● **Required work**:
In the records below, find the line that contains "2. Deploy then" and the line that contains "## One finding". Set down exactly those lines and every line between them, and nothing more.

Saved data entries:
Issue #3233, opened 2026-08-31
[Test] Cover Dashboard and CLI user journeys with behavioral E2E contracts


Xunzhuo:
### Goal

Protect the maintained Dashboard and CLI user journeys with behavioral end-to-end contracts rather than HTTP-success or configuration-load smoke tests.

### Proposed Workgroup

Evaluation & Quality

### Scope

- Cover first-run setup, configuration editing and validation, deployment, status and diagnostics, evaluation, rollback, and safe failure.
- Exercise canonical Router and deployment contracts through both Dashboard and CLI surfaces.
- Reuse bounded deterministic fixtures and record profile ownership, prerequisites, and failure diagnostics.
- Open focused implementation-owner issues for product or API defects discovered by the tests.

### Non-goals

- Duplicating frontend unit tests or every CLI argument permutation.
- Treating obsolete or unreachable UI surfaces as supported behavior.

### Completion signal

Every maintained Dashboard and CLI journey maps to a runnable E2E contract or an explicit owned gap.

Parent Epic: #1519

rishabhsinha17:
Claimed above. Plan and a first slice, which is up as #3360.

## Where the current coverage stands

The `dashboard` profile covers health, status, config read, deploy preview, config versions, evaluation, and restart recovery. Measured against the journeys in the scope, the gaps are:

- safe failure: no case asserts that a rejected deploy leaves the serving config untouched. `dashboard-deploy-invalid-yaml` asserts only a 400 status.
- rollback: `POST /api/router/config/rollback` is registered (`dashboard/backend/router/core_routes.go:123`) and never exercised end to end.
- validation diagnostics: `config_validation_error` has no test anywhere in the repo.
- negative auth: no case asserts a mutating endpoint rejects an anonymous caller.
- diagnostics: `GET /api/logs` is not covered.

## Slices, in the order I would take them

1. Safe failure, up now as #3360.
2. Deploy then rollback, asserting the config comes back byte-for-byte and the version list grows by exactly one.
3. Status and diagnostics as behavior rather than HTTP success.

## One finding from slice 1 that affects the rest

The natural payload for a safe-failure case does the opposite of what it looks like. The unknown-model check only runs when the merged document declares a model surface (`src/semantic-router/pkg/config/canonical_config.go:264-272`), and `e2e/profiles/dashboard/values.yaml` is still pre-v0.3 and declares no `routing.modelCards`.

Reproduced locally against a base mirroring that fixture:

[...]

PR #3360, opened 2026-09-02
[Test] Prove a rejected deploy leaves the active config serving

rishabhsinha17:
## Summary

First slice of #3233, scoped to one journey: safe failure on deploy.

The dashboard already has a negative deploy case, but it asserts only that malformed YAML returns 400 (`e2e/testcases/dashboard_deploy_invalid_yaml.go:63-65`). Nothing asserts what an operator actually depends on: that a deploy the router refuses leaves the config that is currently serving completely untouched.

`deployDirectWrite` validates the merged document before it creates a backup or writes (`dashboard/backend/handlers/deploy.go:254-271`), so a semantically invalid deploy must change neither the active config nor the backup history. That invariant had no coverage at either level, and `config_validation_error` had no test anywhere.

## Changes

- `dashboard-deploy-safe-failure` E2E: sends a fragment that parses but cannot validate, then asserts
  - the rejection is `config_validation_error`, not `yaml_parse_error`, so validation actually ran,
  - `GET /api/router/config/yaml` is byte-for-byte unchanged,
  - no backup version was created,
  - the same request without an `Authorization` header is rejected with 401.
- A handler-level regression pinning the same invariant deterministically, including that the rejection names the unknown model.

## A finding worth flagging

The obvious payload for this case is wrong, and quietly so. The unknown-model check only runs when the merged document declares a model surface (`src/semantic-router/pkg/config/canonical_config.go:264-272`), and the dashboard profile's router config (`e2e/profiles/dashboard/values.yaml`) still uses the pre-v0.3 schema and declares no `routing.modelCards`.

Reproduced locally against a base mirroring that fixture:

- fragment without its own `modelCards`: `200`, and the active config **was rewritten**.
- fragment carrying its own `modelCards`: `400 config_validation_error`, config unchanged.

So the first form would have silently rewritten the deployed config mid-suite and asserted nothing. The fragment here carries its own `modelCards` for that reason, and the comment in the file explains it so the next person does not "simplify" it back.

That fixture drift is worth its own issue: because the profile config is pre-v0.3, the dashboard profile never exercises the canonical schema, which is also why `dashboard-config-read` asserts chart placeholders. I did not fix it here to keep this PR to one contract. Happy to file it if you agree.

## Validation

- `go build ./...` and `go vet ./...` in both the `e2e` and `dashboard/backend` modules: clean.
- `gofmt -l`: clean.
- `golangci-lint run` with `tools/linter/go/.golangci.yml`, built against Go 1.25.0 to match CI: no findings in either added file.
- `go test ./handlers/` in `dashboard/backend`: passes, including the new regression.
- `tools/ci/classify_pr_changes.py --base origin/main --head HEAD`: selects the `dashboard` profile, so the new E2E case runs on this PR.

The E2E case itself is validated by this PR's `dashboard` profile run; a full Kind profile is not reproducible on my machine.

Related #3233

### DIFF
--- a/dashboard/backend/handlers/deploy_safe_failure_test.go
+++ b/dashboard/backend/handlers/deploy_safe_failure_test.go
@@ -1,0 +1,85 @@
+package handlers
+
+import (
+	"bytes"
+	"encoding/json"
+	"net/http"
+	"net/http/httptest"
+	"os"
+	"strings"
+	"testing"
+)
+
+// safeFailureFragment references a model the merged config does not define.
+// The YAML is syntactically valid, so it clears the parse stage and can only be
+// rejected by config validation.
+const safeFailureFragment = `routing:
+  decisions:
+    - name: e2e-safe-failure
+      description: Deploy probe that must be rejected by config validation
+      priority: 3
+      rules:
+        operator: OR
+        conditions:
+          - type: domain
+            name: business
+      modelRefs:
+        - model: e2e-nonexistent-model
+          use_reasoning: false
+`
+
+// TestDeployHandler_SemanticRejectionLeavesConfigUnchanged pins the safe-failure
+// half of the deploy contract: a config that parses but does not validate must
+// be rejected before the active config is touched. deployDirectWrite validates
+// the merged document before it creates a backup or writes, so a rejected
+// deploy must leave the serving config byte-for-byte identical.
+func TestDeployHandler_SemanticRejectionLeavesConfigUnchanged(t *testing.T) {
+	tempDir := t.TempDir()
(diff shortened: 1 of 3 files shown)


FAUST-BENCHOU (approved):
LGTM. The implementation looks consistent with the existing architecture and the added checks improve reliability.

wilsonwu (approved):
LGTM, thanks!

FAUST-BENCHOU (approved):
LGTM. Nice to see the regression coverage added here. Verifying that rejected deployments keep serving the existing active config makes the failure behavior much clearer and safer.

● **Written reply**:
2. Deploy then rollback, asserting the config comes back byte-for-byte and the version list grows by exactly one.
3. Status and diagnostics as behavior rather than HTTP success.

## One finding from slice 1 that affects the rest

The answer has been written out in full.